Issue #1778, opened 2024-08-29
Get rid of function `residual`


SouthEndMusic:
https://github.com/Deltares/Ribasim/pull/1761 introduced the function `residual` which  makes use of `OrdinaryDiffEq` internals. This should be removed when possible, probably when the upstream issue is fixed: https://github.com/SciML/OrdinaryDiffEq.jl/issues/2442.

PR #1784, opened 2024-09-02
Remove `OrdinaryDiffEq` internals

SouthEndMusic:
Fixes https://github.com/Deltares/Ribasim/issues/1778.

• **Task instructions**
Which lines above include the word "Deltares"? Return each one.

• **Finished task**
https://github.com/Deltares/Ribasim/pull/1761 introduced the function `residual` which  makes use of `OrdinaryDiffEq` internals. This should be removed when possible, probably when the upstream issue is fixed: https://github.com/SciML/OrdinaryDiffEq.jl/issues/2442.
Fixes https://github.com/Deltares/Ribasim/issues/1778.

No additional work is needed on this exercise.